If the user can not get it right let them send a special registration internet message which gets posted in the forum which only users who have made so many posts could make a post with the word "accepted" in and have the registration pass just for a double fault for people who might have a hard time at riddles? We should have a nice user base that is almost constantly online to make a quick reply instead of just the administrator and moderators.
-Sub Forum: Registration
-The Threads Are Registrations
Once a registration is accepted the thread is automatically removed so we do not end up with a flooded sub forum.
Even better have the failed words appear in the register sub forum thread for that registration attempt based on the internet mail address.
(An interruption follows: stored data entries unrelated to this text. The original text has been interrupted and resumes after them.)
PR #3379, opened 2025-01-21
Embeds Python package locks in the binary.

dom96:


build/python_metadata.bzl
```diff
@@ -0,0 +1,5 @@
+# The below is a list of pyodide-lock.json files for each package bundle version that we support.
+# Each of these gets embedded in the workerd and EW binary.
+PYTHON_LOCKFILES = {
+    "20240829.4": "c2d9c67ea55a672b95a3beb8d66bfbe7df736edb4bb657383b263151e7e85ef4",
```
hoodmane, line 4: What is this value here? Presumably we should update the package automation to put it in the automatically generated `pyodide_bucket.bzl` and import it from there.

src/pyodide/BUILD.bazel
```diff
@@ -44,21 +55,17 @@ capnp_embed(
...
     srcs = ["generated/pyodide_extra.capnp"],
     visibility = ["//visibility:public"],
     deps = [
         ":pyodide_extra_file_embed",
-        ":pyodide_lock_file_embed",
         ":pyodide_packages_archive_embed",
         ":python_entrypoint_file_embed",
+    ] + [
+        ":pyodide_lock_" + package_date + "_file_embed"
+        for package_date in PYTHON_LOCKFILES.keys()
```
hoodmane, line 68: Why don't we make a lockfiles `filegroup`?

hoodmane:
Generally looks good to me.

build/python_metadata.bzl
dom96: I'll add a comment to explain what the value is but it is just the sha256 hash of the lock file.

Do we want the package automation to enumerate all the old package bundle releases so it can generate the full list of package dates here?

src/pyodide/BUILD.bazel
dom96: What's the advantage of doing this?

hoodmane (approved):

Issue #3364, opened 2025-01-20
node:timers/promises does not `signal.removeEventListener('abort')` consistently with the node implementation


vicb:
The [node implementation of `node:timers/promises`](https://github.com/nodejs/node/blob/main/lib/timers/promises.js) calls `signal.removeEventListener('abort')`
- when the promise returned by `setTimeout` is settled
- when the promise returned by `setImmediate` is settled

Our current implementation
- does never call `signal.removeEventListener('abort')` for `setTimeout`
- only calls `signal.removeEventListener('abort')` when the promise rejects (via the AbortSignal) for `setImmediate`

Should we consider implementing that?

Issue #3363, opened 2025-01-20
Tests Request: add tests for node:timers/promises


vicb:
https://github.com/cloudflare/workerd/pull/3346 adds `node:timers` and `node:timers/promises` - it only has tests for `node:timers`, it would be nice to add tests for `node:timers/promises` too.

PR #3380, opened 2025-01-21
fix node:timers abort callback reset

anonrig:
Fixes https://github.com/cloudflare/workerd/issues/3364
Fixes https://github.com/cloudflare/workerd/issues/3363

### DIFF
--- a/src/node/internal/internal_timers_promises.ts
+++ b/src/node/internal/internal_timers_promises.ts
@@ -34,6 +34,8 @@ import {
 
 const kScheduler = Symbol.for('kScheduler');
 
+type OnCancelCallback = (() => void) | undefined;
+
 export async function setTimeout<T = void>(
   delay: number | undefined,
   value?: T,
@@ -62,17 +64,21 @@ export async function setTimeout<T = void>(
   }
 
   const { promise, resolve, reject } = Promise.withResolvers<T>();
+  let onCancel: OnCancelCallback;
 
   const timer = timers.setTimeout(() => {
     resolve(value as T);
-  }, delay ?? 0);
+    if (onCancel) {
+      signal?.removeEventListener('abort', onCancel);
+    }
+  }, delay ?? 1);
 
   if (signal) {
-    function onCancel(): void {
+    onCancel = (): void => {
       timers.clearTimeout(timer);
-      reject(new AbortError(undefined, { cause: signal?.reason }));
-    }
-    signal.addEventListener('abort', onCancel);
+      reject(new AbortError(undefined, { cause: signal.reason }));
+    };
+    signal.addEventListener('abort', onCancel, { once: true });
   }
 
   return promise;
@@ -101,18 +107,21 @@ export async function setImmediate<T>(
   }
 
   const { promise, resolve, reject } = Promise.withResolvers<T>();
+  let onCancel: OnCancelCallback;
 
   const timer = timers.setImmediate(() => {
     resolve(value as T);
+    if (onCancel) {
+      signal?.removeEventListener('abort', onCancel);
+    }
   });
 
   if (signal) {
-    function onCancel(): void {
+    onCancel = (): void => {
       timers.clearImmediate(timer);
-      signal?.removeEventListener('abort', onCancel);
-      reject(new AbortError(undefined, { cause: signal?.reason }));
-    }
-    signal.addEventListener('abort', onCancel);
+      reject(new AbortError(undefined, { cause: signal.reason }));
+    };
+    signal.addEventListener('abort', onCancel, { once: true });
   }
 
   return promise;
@@ -144,7 +153,7 @@ export async function* setInterval<T = void>(
     throw new AbortError(undefined, { cause: signal.reason });
   }
 
-  let onCancel: (() => void) | undefined;
+  let onCancel: OnCancelCallback;
   let interval: timers.Timeout;
   try {
     let notYielded = 0;
@@ -164,14 +173,12 @@ export async function* setInterval<T = void>(
     if (signal) {
       onCancel = (): void => {
         timers.clearInterval(interval);
-        // eslint-disable-next-line @typescript-eslint/no-non-null-assertion
-        signal.removeEventListener('abort', onCancel!);
         callback?.(
           Promise.reject(new AbortError(undefined, { cause: signal.reason }))
         );
         callback = undefined;
       };
-      signal.addEventListener('abort', onCancel);
+      signal.addEventListener('abort', onCancel, { once: true });
     }
 
     while (!signal?.aborted) {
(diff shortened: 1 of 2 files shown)


src/node/internal/internal_timers_promises.ts
```diff
@@ -62,16 +64,23 @@ export async function setTimeout<T = void>(
...
 
   const { promise, resolve, reject } = Promise.withResolvers<T>();
+  let onCancel: OnCancelCallback;
 
   const timer = timers.setTimeout(() => {
     resolve(value as T);
+    if (onCancel) {
+      signal?.removeEventListener('abort', onCancel);
+    }
   }, delay ?? 0);
```
vicb, line 74: Not directly related to this PR but looks like Node Timeout use 1 when undefined

```suggestion
    }
  }, delay ?? 1);
```

src/node/internal/internal_timers_promises.ts
```diff
@@ -62,16 +64,23 @@ export async function setTimeout<T = void>(
...
 
   if (signal) {
-    function onCancel(): void {
+    onCancel = (): void => {
       timers.clearTimeout(timer);
-      reject(new AbortError(undefined, { cause: signal?.reason }));
-    }
+      if (onCancel) {
+        signal.removeEventListener('abort', onCancel);
+      }
```
vicb, line 81: this code can only be excuted when onCancel is defined
```suggestion
      signal.removeEventListener('abort', onCancel);
```

src/node/internal/internal_timers_promises.ts
```diff
@@ -62,16 +64,23 @@ export async function setTimeout<T = void>(
   }
 
   const { promise, resolve, reject } = Promise.withResolvers<T>();
+  let onCancel: OnCancelCallback;
 
   const timer = timers.setTimeout(() => {
     resolve(value as T);
+    if (onCancel) {
+      signal?.removeEventListener('abort', onCancel);
+    }
```
vicb, line 73: I believe that's equivalent 

```suggestion
    signal?.removeEventListener('abort', onCancel);
```

so you probably don't need `let onCancel`

src/node/internal/internal_timers_promises.ts
```diff
@@ -101,17 +110,23 @@ export async function setImmediate<T>(
   }
 
   const { promise, resolve, reject } = Promise.withResolvers<T>();
+  let onCancel: OnCancelCallback;
```
vicb, line 113: Same comments as for setTimeout

src/node/internal/internal_timers_promises.ts
```diff
@@ -144,7 +159,7 @@ export async function* setInterval<T = void>(
     throw new AbortError(undefined, { cause: signal.reason });
   }
 
-  let onCancel: (() => void) | undefined;
+  let onCancel: OnCancelCallback;
```
vicb, line 162: I believe you can drop `let onCancel` and `if (onCancel)` below ?

jasnell:
Can you add tests?

vicb:
> Can you add tests?

Agreed, see https://github.com/cloudflare/workerd/issues/3363

Note: I just updated my comments, you do need the `let onCancel`

src/node/internal/internal_timers_promises.ts
anonrig: This won't work with since delay can still be undefined. I replaced it with ?? 1

src/node/internal/internal_timers_promises.ts
anonrig: This won't work because it can be undefined if no signal is provided. Changing this line requires adding non-null assertion, which also requires adding a eslint-ignore-next-line comment

src/node/internal/internal_timers_promises.ts
anonrig: Second parameter of removeEVentListener should not be undefined. This won't work.

anonrig:
> Can you add tests?

Added. This also closes https://github.com/cloudflare/workerd/issues/3363

src/workerd/api/node/tests/timers-nodejs-test.js
```diff
@@ -155,3 +156,343 @@ export const testRefresh = {
...
+
+// Tests are taken from
+// https://github.com/nodejs/node/blob/7bc2946293757389468f1fa09714860f8e1147b7/test/parallel/test-timers-immediate-promisified.js
+export const timersImmediatePromise = {
+  async test() {
+    {
+      const ac = new AbortController();
+      const signal = ac.signal;
+      const { promise, resolve } = Promise.withResolvers();
+      rejects(timersPromises.setImmediate(10, { signal }), /AbortError/).then(
```
jasnell, line 168: Would this work? Might be a bit nicer.

```
queueMicrotask(() => ac.abort());
await rejects(timersPromises.setImmediate(10, { signal }));
```

Or perhaps

```
await rejects(timersPromises.setImmediate(10, { signal: AbortSignal.timeout(1) });
```

src/node/internal/internal_timers_promises.ts
```diff
@@ -62,16 +64,23 @@ export async function setTimeout<T = void>(
...
 
   const { promise, resolve, reject } = Promise.withResolvers<T>();
+  let onCancel: OnCancelCallback;
 
   const timer = timers.setTimeout(() => {
     resolve(value as T);
-  }, delay ?? 0);
+    if (onCancel) {
+      signal?.removeEventListener('abort', onCancel);
+    }
```
jasnell, line 73: Another change that might be worthwhile... on the `addEventListener('abort', ...)` call, it would probably be a good idea to add the `once: true` option..

src/workerd/api/node/tests/timers-nodejs-test.js
anonrig: Yeah, I just converted existing Node.js tests.

jasnell (approved):

src/node/internal/internal_timers_promises.ts
anonrig: Yeah agreed. Applying it now.

vicb (approved):
Thanks for adding test 🎉

vicb:
There seems to be one legit test failure

vicb:
@anonrig IMO it's better to avoid force pushed after review so that it's easier to see what has changed

anonrig:
> @anonrig IMO it's better to avoid force pushes after reviews so that it's easier to see what has changed

There was a git conflict.

src/workerd/api/node/tests/timers-nodejs-test.js
anonrig: This update broke ASAN tests

anonrig:
I reverted one of the recommendations since it broke ASAN. Here's the correct test (as same as Node.js) that didn't cause ASAN errors:

```js
    {
      const signal = ac.signal;
      rejects(timersPromises.setImmediate(10, { signal }), /AbortError/).then(
        resolve
      );
      ac.abort();
      await promise;
    }
```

So the users here who have over a certain number of posts can help add valid words for each picture.
Posted: Fri Mar 30, 2007 9:48 pm
by ~
Does it mean that they would be able to figure out what are the fields for even if they randomly change anytime with names like kiarkt, tialit, and there are like 100 invalid fields?
For making it harder, they could be positioned using CSS in such a way that only valid fields are seen by the user. The interface could also be generated using Javascript, so those programs will need to be able to interpret both Javascript and CSS correctly with rather complex and "self-modifying" algorithms to calculate the layout and naming of fields (keeping track of valid ones using a session cookie, so it would also need to interpret and keep cookies). If invalid fields are filled, then the sent content would be rejected.
----------------------------------------
Another thing that I have said has been to look for anomalous web addresses in the profiles, anomalous or unrelated words, and check for the posts of such users. If they are found to be fake, they could be deleted automatically (user and posts) without human intervention, but that would require a webcrawler through Google and Yahoo search to find for such messages, that would be around 70% of the time. They could be prevented from posting in General Ramblings for say before 15 useful, well-crafted and coherent posts or otherwise be fooled in thinking that they were successful sending garbage.
Of course all that would require a considerable amount of programming hours...
Posted: Sat Mar 31, 2007 5:43 am
by Candy
Most of the "check if human" checks proposed are things computers can do, if only because they use a certain determination humans aren't that good at either. Which of these three is a planet? The one with one object on a black background, of course. Which is earth? Check the colors. Statistics could solve that.
You need to do something humans are good at, something that's kind of subjective. The best theoretical test I've seen for the purpose is the "kitty"-test, in which you get 9 images, 3 of which are kittens and the other six are something else which looks a bit like one, but are clearly no kittens (dogs, birds, mangled images of something that looks like a cat). Computers have no definition for "kitten" especially since it isn't a clear-cut decision.
A moment of thought lead me to determine other things, depending on the audience. This audience isn't that good a match, but for instance, for a car audience you could take cars with their badges removed and ask the brand of the car.
Most importantly, however, is that none of these measures may be widely adopted (!). If something is widely adopted, it becomes humanly feasible to write a bot for it in order to make profit. On the other hand, you can make something computationally infeasible, by determining something a human is really really fast at and a computer is really really bad at. That's not OCR or such.